Question

The eccentricity of the hyperbola whose latus rectum is half of its transverse axis is
A) \[\dfrac{1}{{\sqrt 2 }}\]
B) \[\sqrt {\dfrac{2}{3}} \]
C) \[\sqrt {\dfrac{3}{2}} \]
D) None of these

Answer 1

Hint:
Here, we will assume that the equation of hyperbola, \[\dfrac{{{x^2}}}{{{a^2}}} - \dfrac{{{y^2}}}{{{b^2}}} = 1\]. Then we will take the transverse axis is \[2a\] and the latus rectum is \[\dfrac{{2{b^2}}}{a}\]. Then we will simplify the obtained equation using the given conditions and use the fact that eccentricity of a hyperbola is always greater than 1 and can be calculated using the formula, \[e = \sqrt {1 + \dfrac{{{b^2}}}{{{a^2}}}} \].

Complete step by step solution:
We are given that hyperbola whose latus rectum is half of its transverse axis.
Let us assume that the equation of hyperbola, \[\dfrac{{{x^2}}}{{{a^2}}} - \dfrac{{{y^2}}}{{{b^2}}} = 1\].
We know that the general equation of a hyperbola is \[\dfrac{{{x^2}}}{{{a^2}}} - \dfrac{{{y^2}}}{{{b^2}}} = 1\], where \[a\] is line segment for the \[x\]–axis and \[b\] is the line segment for the \[y\]–axis.
Here, the transverse axis is \[2a\] and the latus rectum is \[\dfrac{{2{b^2}}}{a}\].
According to problems, we have
\[
   \Rightarrow \dfrac{{2{b^2}}}{a} = \dfrac{1}{2}\left( {2a} \right) \\
   \Rightarrow \dfrac{{2{b^2}}}{a} = a \\
 \]
Cross-multiplying the above equation, we get
\[ \Rightarrow 2{b^2} = {a^2}\]
We also know that the eccentricity of a hyperbola is always greater than 1 and can be calculated using the formula, \[e = \sqrt {1 + \dfrac{{{b^2}}}{{{a^2}}}} \].
Using the above formula of eccentricity in the above equation, we get
\[ \Rightarrow 2{a^2}\left( {{e^2} - 1} \right) = {a^2}\]
Dividing the above equation on both sides by \[{a^2}\], we get
\[
   \Rightarrow \dfrac{{2{a^2}\left( {{e^2} - 1} \right)}}{{{a^2}}} = \dfrac{{{a^2}}}{{{a^2}}} \\
   \Rightarrow 2\left( {{e^2} - 1} \right) = 1 \\
   \Rightarrow 2{e^2} - 2 = 1 \\
 \]
Adding the above equation with 2 on both sides, we get
\[
   \Rightarrow 2{e^2} - 2 + 2 = 1 + 2 \\
   \Rightarrow 2{e^2} = 3 \\
 \]
Dividing the above equation by 2 on both sides, we get
\[
   \Rightarrow \dfrac{{2{e^2}}}{2} = \dfrac{3}{2} \\
   \Rightarrow {e^2} = \dfrac{3}{2} \\
 \]
Taking square root on both sides in the above equation, we get
\[ \Rightarrow e = \sqrt {\dfrac{3}{2}} \]

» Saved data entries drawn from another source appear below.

PR #285, opened 2016-05-02
Retroactivly add peeps

### LINKED ISSUE #254: Retroactively add people in here
unclear if people should go into the waiting room or into a competition.

angaither:
#### What's this PR do?
- created a `+ user` in the contest view
- allows for a user to be added to an existing waiting room, or a competition
- added a new signup form to add the people in 

pull down, go to any competition, pick `+ user` and see them be added into the fun. 

I feel like this chunk could be cleaner
```
// Add the user to a competition or waiting room, but only if not already in it.
if ($request->has('competition_id') && ! $user->competitions()->where('id', $request->competition_id)->first()) {
    $user->competitions()->attach($request->competition_id);
} elseif ($request->has('waitingroom_id') && ! $user->waitingrooms()->where('id', $request->waitingroom_id)->first()) {
    $user->waitingRooms()->attach($request->waitingroom_id);
}
```

Fixes #254

### DIFF
--- a/app/Http/Controllers/ContestsController.php
+++ b/app/Http/Controllers/ContestsController.php
@@ -169,9 +169,9 @@ class ContestsController extends Controller
 
         // Add the user to a competition or waiting room, but only if not already in it.
         if ($request->has('competition_id')) {
-            $this->manager->addUserToRoom('competitions', $request->competition_id, $user);
+            $this->manager->addUserToModel('competitions', $request->competition_id, $user);
         } else {
-            $this->manager->addUserToRoom('waitingrooms', $request->waitingroom_id, $user);
+            $this->manager->addUserToModel('waitingrooms', $request->waitingroom_id, $user);
         }
 
         return redirect()->route('contests.show', $contest->id)->with('status', 'Allllllright, we added that late punk!');
--- a/app/Http/Controllers/ContestsController.php
+++ b/app/Http/Controllers/ContestsController.php
@@ -167,10 +167,10 @@ class ContestsController extends Controller
         }
 
         // Add the user to a competition or waiting room, but only if not already in it.
-        if ($request->has('competition_id') && ! $user->competitions()->where('id', $request->competition_id)->first()) {
-            $user->competitions()->attach($request->competition_id);
-        } elseif ($request->has('waitingroom_id') && ! $user->waitingrooms()->where('id', $request->waitingroom_id)->first()) {
-            $user->waitingRooms()->attach($request->waitingroom_id);
+        if ($request->has('competition_id')) {
+            $this->manager->addUserToRoom('competitions', $request->competition_id, $user);
+        } else {
+            $this->manager->addUserToRoom('waitingrooms', $request->waitingroom_id, $user);
         }
 
         return redirect()->route('contests.show', 1)->with('status', 'Allllllright, we added that late punk!');
--- a/app/Http/Controllers/ContestsController.php
+++ b/app/Http/Controllers/ContestsController.php
@@ -155,10 +155,11 @@ class ContestsController extends Controller
     /**
      * The post request to add a user retroactively.
      *
+     * @param  \Gladiator\Models\Contest $contest
      * @param  SignupUserRequest $request
      * @return \Illuminate\Http\Response
      */
-    public function signupUser(SignupUserRequest $request)
+    public function signupUser(Contest $contest, SignupUserRequest $request)
     {
         $user = $this->registrar->findUserAccount($request->all());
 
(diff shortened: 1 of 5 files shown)


app/Http/Controllers/ContestsController.php
```diff
@@ -134,4 +138,33 @@ public function export(Contest $contest)
...
+     * @return  \Illuminate\Http\Response
+     */
+    public function signupForm(Contest $contest)
+    {
+        $contest = $contest->load(['waitingroom', 'competitions']);
+
+        return view('contests.signup', compact('contest'));
+    }
+
+    public function signupUser(SignupUserRequest $request)
```
weerd: docblocks!

resources/views/contests/show.blade.php
```diff
@@ -27,6 +27,9 @@
                     <li>
                         <a href="{{ route('split', $contest->waitingRoom->id) }}" class="button -secondary">Split</a>
                     </li>
+                    <li>
+                        <a href="{{ route('contests.user.add', $contest->id) }}" class="button -secondary">+ User</a>
```
weerd: Maybe call the button "Signup User" since we already have a "Add User" in the user crud to avoid confusion?

angaither: i had that first and it ruins everything
image

weerd: We can fix visuals. For example, moving the export to it's own section like I've down in a few places now.. just didn't get to all of them.

angaither: 🎨 okie

app/Http/Controllers/ContestsController.php
```diff
@@ -134,4 +138,41 @@ public function export(Contest $contest)
...
+    {
+        $user = $this->registrar->findUserAccount($request->all());
+
+        if (! $user instanceof User) {
+            $user = $this->registrar->createUser($user);
+        }
+
+        // Add the user to a competition or waiting room, but only if not already in it.
+        if ($request->has('competition_id') && ! $user->competitions()->where('id', $request->competition_id)->first()) {
```
weerd: Yeah, this is tricky. 

```php
if ($request->has('competition_id')) {
  $this->manager->addUserToCompetition($user, $request->competition_id);
}
```
If the user already exists in that competition that method handles that logic?

And then something similar for the waiting room?

angaither: I'll move it to a manager, but it doesn't fail. if it finds the user it just silently ignores  the request and shows the success message, since the person was already in the waiting room/comp

weerd: If it finds the user using:

```php
$user->competitions()->where('id', $request->competition_id)->first()
```
? Wouldn't that just return the result if it finds it, otherwise `null`?

angaither: yup

weerd: So you could do something like:

```php

public function addUserToCompetition($user, $competitionId)
{
  $user = $user->competitions()->where('id', $competition_id)->first();

  if ($user) {
    throw new UserExistsInCompetitionException;
  } else {
    // add user and return user to calling function.
  }
}
```

then you can catch the exception in the calling function.  If this feels too over the top, maybe just leave what you had before. This could be useful if we foresee using these methods in other scenarios in the future.

angaither:
@weerd kewl, I updated it and was able to use the same method for both!

app/Services/Manager.php
```diff
@@ -418,4 +418,22 @@ public function appendReportbackItemToMessage($reportback_id, $reportback_item_i
...
+
+    /**
+     * Attach a user object to a waiting room or a competition.
+     *
+     * @param string $type
+     * @param string $id
+     * @param object $user
+     * @return bool
+     */
+    public function addUserToRoom($type, $id, $user)
```
weerd: Nice! Maybe call it `addUserToModel` and switch `$type` to `$model`. "room" is going to easily be confused with just the waiting room.

weerd:
¡OLÉ!
:sheep: it!

app/Http/Controllers/ContestsController.php
```diff
@@ -173,6 +174,6 @@ public function signupUser(SignupUserRequest $request)
             $this->manager->addUserToRoom('waitingrooms', $request->waitingroom_id, $user);
         }
 
-        return redirect()->route('contests.show', 1)->with('status', 'Allllllright, we added that late punk!');
```
weerd: Haha! Forgot you hardcoded it, lol.

PR #286, opened 2016-05-02
Moves the welcome email testing to the contest page

### LINKED ISSUE #241: Testing welcome email

deadlybutter:
#### What's this PR do?
Moves the welcome email test/send from the normal messages table to the contest page

Can you still send test emails for the welcome message?
Do other emails still send correctly?

gonna leave PR comments in a sec

Fixes #241

### DIFF
--- a/app/Http/Controllers/MessagesController.php
+++ b/app/Http/Controllers/MessagesController.php
@@ -134,7 +134,7 @@ class MessagesController extends Controller
         // Kick off email sending
         event(new QueueMessageRequest($resources));
 
-        if (!$competitionId) {
+        if (! $competitionId) {
             return redirect()->back()->with('status', 'Fired that right the hell off!');
         }
 
--- a/app/Http/Controllers/MessagesController.php
+++ b/app/Http/Controllers/MessagesController.php
@@ -92,7 +92,7 @@ class MessagesController extends Controller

Therefore, the value is \[\sqrt {\dfrac{3}{2}} \].
Hence, option C is the correct answer.

Note:
In solving these types of questions, students find the value from one equation and substitute it in the other equation to find the equation of the hyperbola. The possibility of mistake is not being able to apply the formula and properties of quadratic equations to solve. The key step to solve this problem is by knowing the properties to the general equation of hyperbola \[\dfrac{{{x^2}}}{{{a^2}}} - \dfrac{{{y^2}}}{{{b^2}}} = 1\], the solution will be very simple.